(Source data)
◇ ◇ ◇

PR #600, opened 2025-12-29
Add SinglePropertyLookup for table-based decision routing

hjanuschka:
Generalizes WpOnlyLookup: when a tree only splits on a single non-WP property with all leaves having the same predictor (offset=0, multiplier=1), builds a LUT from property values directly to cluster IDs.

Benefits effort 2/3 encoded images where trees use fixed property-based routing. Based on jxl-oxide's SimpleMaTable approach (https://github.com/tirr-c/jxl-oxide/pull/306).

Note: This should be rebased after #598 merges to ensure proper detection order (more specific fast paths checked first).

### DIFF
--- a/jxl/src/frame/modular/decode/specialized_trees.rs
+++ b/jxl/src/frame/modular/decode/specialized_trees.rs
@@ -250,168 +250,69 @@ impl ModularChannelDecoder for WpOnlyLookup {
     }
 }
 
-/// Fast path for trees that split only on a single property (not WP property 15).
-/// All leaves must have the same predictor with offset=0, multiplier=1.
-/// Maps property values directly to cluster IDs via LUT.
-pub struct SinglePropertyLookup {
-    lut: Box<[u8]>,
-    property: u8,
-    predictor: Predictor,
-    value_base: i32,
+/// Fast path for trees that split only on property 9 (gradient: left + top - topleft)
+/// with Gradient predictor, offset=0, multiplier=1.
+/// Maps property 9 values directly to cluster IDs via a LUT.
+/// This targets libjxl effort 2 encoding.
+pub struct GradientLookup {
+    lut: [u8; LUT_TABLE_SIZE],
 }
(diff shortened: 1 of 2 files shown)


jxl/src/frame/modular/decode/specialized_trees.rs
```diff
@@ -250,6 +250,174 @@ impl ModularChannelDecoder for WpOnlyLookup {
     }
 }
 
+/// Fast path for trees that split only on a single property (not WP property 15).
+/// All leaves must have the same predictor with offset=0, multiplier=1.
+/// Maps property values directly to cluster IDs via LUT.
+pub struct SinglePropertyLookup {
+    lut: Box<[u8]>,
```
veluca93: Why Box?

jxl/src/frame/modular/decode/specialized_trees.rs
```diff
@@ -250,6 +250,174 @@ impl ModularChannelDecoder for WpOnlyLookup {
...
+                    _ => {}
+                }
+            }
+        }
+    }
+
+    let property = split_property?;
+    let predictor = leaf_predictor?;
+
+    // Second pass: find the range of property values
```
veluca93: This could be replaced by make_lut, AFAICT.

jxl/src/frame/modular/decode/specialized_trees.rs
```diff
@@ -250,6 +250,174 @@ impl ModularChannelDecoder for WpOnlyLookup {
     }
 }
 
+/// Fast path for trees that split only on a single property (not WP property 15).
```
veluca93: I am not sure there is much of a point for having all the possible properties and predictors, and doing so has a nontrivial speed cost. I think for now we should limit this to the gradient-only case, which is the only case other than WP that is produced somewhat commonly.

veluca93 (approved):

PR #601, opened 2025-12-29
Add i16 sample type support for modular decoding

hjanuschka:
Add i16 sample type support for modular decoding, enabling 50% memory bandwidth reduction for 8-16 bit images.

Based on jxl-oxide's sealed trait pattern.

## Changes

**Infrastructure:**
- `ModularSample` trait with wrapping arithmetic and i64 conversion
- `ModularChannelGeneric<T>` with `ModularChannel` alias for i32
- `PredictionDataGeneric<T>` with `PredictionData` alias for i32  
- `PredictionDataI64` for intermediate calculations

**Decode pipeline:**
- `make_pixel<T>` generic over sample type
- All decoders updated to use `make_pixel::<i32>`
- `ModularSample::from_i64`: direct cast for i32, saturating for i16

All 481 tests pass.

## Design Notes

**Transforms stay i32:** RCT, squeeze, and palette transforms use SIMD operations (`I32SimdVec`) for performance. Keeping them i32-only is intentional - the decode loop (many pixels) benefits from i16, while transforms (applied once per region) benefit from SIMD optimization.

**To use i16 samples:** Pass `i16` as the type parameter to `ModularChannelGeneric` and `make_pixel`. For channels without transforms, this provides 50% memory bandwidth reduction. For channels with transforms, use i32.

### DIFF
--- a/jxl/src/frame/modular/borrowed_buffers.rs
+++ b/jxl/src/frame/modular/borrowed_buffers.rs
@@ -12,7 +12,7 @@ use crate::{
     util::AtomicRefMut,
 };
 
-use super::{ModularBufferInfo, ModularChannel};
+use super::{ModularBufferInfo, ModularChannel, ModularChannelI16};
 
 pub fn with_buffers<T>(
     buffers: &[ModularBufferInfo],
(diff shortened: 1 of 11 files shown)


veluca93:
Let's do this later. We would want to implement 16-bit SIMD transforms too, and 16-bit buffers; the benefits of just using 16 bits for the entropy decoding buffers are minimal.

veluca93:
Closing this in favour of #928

◇ ◇ ◇

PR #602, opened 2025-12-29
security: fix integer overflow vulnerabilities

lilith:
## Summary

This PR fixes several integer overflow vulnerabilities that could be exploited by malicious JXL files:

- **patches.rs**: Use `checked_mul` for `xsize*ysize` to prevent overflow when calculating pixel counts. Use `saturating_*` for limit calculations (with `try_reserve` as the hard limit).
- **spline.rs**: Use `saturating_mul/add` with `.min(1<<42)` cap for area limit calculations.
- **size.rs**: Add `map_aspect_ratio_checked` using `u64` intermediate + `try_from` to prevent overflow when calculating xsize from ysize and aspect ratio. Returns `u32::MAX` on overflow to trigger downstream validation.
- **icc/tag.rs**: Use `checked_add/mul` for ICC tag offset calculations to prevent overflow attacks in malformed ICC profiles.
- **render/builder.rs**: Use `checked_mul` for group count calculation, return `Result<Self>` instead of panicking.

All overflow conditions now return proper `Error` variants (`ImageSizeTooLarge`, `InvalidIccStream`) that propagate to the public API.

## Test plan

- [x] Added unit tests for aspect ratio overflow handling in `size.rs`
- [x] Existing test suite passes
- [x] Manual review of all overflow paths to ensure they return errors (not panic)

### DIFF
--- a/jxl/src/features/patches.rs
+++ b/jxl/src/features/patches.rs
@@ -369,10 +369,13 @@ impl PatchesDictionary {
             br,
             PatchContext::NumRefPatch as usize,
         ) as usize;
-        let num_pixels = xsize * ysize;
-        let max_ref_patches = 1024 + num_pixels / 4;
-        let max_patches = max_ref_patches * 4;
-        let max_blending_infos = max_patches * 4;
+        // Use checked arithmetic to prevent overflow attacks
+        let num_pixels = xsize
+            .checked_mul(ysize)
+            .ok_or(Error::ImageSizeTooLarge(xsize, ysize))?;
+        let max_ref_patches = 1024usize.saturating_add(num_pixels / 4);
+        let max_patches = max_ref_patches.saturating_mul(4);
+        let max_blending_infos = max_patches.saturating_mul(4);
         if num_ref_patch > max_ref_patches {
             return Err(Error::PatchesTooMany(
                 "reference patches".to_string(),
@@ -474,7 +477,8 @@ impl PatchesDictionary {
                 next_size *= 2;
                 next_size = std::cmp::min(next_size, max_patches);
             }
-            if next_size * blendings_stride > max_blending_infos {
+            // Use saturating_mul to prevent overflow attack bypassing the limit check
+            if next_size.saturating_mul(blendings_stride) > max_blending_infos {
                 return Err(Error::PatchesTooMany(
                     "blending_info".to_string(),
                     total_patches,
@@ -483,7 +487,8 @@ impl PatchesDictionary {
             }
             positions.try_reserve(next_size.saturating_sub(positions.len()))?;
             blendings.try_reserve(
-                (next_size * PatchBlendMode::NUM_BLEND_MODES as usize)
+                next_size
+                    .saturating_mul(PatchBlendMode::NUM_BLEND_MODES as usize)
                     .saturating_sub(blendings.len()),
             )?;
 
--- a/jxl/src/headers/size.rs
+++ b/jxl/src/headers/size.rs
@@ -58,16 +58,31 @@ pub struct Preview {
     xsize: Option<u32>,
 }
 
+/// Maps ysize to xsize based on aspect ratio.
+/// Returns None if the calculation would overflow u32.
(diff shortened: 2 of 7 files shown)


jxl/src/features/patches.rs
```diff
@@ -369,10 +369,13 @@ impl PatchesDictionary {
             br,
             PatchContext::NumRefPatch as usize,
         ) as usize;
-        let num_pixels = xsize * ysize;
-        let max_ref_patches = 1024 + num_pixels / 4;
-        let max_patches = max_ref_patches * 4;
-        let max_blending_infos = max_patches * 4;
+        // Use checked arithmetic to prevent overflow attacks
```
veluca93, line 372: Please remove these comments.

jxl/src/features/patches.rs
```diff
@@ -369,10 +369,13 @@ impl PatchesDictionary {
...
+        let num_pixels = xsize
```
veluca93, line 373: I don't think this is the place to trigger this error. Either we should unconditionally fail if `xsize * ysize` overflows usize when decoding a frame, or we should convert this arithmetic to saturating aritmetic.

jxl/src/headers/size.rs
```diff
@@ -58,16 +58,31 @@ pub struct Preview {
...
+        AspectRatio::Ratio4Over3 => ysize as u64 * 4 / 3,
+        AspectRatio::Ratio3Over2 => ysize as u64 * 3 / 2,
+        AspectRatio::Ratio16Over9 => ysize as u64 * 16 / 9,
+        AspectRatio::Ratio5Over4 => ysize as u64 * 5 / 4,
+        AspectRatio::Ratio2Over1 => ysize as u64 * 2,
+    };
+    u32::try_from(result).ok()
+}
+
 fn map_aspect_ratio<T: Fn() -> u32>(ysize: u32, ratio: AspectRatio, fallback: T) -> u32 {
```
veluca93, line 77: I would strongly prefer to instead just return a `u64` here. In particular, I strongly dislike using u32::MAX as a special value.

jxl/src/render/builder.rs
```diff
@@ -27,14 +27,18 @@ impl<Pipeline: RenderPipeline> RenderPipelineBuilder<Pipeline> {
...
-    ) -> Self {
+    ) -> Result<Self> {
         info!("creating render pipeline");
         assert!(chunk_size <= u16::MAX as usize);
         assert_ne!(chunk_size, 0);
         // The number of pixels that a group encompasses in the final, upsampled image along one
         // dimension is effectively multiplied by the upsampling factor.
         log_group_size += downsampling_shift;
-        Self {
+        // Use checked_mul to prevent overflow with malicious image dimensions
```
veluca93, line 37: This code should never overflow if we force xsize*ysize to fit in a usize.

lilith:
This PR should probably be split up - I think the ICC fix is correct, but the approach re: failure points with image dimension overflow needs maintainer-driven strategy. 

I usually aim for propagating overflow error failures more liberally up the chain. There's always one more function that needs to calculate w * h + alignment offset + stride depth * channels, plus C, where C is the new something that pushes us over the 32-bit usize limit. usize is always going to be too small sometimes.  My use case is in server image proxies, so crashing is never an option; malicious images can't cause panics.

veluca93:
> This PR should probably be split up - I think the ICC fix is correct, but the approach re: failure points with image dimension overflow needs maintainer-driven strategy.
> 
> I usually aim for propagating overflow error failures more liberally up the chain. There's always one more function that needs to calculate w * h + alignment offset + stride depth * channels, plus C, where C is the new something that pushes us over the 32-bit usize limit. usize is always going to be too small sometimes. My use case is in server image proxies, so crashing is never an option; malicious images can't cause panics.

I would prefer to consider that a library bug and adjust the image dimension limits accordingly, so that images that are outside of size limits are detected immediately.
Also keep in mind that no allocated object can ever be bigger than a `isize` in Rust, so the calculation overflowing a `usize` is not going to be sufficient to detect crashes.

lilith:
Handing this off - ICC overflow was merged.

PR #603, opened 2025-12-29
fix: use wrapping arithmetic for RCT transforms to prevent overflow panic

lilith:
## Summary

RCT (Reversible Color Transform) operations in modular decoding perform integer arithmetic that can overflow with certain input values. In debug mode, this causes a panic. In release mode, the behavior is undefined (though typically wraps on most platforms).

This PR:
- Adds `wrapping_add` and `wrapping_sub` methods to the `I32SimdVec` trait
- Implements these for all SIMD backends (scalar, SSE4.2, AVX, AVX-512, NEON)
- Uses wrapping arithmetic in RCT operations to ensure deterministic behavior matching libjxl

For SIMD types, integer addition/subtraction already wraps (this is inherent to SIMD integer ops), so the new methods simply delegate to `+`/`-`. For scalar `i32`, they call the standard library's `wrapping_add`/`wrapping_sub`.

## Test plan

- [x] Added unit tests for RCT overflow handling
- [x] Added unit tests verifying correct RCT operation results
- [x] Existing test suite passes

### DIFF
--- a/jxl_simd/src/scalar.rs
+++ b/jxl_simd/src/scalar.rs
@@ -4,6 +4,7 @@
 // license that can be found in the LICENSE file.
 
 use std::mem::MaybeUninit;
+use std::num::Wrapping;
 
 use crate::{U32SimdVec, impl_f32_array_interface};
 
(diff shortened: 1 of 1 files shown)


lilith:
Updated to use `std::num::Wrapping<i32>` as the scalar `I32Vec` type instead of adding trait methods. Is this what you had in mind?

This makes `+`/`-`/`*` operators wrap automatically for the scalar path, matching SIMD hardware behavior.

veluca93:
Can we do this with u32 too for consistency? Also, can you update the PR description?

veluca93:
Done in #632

◇ ◇ ◇

WHAT TO DO
In the entries above, the lines from the one bearing "PR #600, opened 2025-12-29" up to and including the one bearing "Generalizes WpOnlyLookup: when" should be transcribed exactly; no other line is wanted.

TASK RESULT
PR #600, opened 2025-12-29
Add SinglePropertyLookup for table-based decision routing

hjanuschka:
Generalizes WpOnlyLookup: when a tree only splits on a single non-WP property with all leaves having the same predictor (offset=0, multiplier=1), builds a LUT from property values directly to cluster IDs.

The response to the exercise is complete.